Dataset entries:
┄┄┄┄┄┄┄┄┄┄┄┄┄┄┄┄┄┄┄┄

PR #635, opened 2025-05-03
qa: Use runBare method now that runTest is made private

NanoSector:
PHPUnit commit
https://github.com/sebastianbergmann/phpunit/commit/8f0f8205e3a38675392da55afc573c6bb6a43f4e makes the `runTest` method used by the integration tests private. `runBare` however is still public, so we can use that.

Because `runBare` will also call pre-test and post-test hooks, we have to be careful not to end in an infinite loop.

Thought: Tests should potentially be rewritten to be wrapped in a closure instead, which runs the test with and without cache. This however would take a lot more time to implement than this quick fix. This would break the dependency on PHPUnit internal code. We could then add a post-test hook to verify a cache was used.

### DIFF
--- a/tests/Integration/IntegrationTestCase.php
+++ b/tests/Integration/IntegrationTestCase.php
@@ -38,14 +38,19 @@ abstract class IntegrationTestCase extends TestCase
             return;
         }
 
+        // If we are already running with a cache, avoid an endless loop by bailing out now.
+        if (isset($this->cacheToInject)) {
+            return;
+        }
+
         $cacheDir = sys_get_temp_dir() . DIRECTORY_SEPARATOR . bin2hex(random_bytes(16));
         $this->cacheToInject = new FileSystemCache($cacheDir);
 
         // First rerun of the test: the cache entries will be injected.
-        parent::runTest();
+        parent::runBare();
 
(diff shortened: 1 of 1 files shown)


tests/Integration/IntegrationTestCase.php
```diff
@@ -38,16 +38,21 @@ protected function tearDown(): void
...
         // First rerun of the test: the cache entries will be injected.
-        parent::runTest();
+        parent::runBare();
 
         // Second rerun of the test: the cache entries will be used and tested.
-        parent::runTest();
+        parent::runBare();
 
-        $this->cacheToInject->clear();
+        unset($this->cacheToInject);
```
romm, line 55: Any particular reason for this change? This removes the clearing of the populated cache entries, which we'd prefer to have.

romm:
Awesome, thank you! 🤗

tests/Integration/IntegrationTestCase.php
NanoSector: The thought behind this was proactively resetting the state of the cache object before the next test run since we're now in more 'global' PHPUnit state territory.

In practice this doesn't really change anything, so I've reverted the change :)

┄┄┄┄┄┄┄┄┄┄┄┄┄┄┄┄┄┄┄┄

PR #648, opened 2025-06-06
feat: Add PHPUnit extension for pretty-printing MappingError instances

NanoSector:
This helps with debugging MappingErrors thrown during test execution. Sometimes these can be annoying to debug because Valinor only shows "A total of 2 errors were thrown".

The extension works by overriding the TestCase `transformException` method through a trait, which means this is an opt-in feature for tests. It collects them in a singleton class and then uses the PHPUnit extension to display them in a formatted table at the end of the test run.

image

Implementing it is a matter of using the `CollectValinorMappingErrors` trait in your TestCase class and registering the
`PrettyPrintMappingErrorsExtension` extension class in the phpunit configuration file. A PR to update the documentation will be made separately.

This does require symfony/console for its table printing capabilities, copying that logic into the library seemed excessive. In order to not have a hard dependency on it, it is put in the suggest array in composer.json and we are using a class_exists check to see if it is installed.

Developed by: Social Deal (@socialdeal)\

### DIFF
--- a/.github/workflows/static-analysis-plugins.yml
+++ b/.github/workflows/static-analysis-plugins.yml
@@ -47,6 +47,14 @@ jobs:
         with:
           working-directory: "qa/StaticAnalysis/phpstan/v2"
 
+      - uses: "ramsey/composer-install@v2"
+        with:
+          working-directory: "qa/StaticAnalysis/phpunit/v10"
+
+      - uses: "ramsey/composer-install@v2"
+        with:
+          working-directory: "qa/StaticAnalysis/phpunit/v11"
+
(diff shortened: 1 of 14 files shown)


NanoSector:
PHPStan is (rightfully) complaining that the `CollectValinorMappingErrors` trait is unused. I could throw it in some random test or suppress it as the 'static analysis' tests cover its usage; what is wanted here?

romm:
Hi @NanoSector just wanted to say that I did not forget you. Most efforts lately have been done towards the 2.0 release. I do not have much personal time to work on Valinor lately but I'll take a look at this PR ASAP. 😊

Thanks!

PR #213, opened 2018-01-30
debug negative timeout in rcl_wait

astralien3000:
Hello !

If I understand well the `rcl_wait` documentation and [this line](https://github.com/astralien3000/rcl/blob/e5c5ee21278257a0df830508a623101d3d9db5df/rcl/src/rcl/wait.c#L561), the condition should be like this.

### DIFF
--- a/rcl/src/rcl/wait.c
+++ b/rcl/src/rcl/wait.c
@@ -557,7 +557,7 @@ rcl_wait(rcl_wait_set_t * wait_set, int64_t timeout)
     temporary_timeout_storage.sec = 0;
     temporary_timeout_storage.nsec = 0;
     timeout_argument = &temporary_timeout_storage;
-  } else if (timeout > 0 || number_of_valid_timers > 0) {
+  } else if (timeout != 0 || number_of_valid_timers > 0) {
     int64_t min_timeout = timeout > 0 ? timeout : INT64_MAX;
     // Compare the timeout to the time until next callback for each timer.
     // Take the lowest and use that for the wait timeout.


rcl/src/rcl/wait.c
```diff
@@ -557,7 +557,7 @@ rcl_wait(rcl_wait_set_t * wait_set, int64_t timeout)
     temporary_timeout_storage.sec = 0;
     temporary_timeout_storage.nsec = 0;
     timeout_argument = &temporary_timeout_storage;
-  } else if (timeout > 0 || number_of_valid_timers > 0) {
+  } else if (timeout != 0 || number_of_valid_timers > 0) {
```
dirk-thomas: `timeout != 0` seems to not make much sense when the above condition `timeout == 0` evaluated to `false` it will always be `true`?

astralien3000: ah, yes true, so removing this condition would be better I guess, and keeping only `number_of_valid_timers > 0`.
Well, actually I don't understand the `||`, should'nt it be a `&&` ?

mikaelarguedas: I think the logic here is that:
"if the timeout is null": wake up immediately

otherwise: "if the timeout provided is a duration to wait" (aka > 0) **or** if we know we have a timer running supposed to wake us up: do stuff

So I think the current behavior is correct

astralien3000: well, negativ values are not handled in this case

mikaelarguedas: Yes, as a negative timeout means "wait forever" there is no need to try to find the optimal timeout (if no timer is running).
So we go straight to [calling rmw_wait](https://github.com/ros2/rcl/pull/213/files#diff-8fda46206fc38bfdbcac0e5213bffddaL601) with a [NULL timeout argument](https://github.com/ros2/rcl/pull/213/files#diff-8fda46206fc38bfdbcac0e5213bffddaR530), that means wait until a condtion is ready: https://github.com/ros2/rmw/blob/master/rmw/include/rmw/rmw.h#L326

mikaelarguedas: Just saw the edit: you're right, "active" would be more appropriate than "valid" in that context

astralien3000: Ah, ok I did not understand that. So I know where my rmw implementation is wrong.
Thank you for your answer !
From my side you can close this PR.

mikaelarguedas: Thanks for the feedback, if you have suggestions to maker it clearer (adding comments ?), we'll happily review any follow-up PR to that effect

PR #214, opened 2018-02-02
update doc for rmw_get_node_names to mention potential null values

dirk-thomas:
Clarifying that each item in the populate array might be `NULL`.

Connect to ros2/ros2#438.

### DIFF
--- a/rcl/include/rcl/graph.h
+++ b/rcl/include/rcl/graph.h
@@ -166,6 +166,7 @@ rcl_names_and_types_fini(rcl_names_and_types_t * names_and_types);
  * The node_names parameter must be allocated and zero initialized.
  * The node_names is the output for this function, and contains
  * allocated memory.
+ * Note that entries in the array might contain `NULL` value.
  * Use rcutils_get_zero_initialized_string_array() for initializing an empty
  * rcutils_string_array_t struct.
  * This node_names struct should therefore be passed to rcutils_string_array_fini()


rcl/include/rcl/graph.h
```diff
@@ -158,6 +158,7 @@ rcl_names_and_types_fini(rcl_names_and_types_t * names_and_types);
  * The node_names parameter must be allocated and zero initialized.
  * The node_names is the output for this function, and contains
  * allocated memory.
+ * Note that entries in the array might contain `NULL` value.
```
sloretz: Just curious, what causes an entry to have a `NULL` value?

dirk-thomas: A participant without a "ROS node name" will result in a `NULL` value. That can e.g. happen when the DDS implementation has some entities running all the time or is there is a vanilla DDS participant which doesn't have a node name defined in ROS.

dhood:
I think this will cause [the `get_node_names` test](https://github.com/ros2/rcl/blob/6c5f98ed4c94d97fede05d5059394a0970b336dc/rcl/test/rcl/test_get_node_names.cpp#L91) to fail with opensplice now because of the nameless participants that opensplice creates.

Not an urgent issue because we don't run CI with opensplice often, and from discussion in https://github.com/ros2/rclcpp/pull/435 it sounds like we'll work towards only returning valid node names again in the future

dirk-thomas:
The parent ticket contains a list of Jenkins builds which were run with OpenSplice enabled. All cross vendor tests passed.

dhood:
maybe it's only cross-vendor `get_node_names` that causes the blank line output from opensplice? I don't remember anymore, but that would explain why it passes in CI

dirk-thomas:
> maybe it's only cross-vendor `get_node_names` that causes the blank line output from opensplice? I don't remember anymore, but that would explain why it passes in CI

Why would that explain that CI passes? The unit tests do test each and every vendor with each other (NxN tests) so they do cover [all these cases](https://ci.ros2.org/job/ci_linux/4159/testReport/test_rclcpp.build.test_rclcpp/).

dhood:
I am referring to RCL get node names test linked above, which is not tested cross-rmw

┄┄┄┄┄┄┄┄┄┄┄┄┄┄┄┄┄┄┄┄

WHAT TO PRODUCE:
Among the entries above, find the line with "PR #635, opened 2025-05-03" and the line with "an infinite loop."; give again exactly these two lines and all lines between them.

TASK RESPONSE:
PR #635, opened 2025-05-03
qa: Use runBare method now that runTest is made private

NanoSector:
PHPUnit commit
https://github.com/sebastianbergmann/phpunit/commit/8f0f8205e3a38675392da55afc573c6bb6a43f4e makes the `runTest` method used by the integration tests private. `runBare` however is still public, so we can use that.

Because `runBare` will also call pre-test and post-test hooks, we have to be careful not to end in an infinite loop.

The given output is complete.